> **TASK DIRECTIONS**
Retrieve all lines below that have the string "classes".
Segment Open
PR #287, opened 2020-05-12
No list atomtypedata

rprospero:
This PR removes the ListItem dependency from the AtomTypeData class and the AtomTypeList class.  Both are now handled by references instead of pointers.

As part of this process, the `for_pairs` algorithm has been added, which simplifies handling loops which go through each combination of elements in a container.

### DIFF
--- a/src/classes/atomtypedata.cpp
+++ b/src/classes/atomtypedata.cpp
@@ -32,42 +32,42 @@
Segment Closed
> **SOLVED PROBLEM**
--- a/src/classes/atomtypedata.cpp
+++ b/src/classes/atomtypedata.cpp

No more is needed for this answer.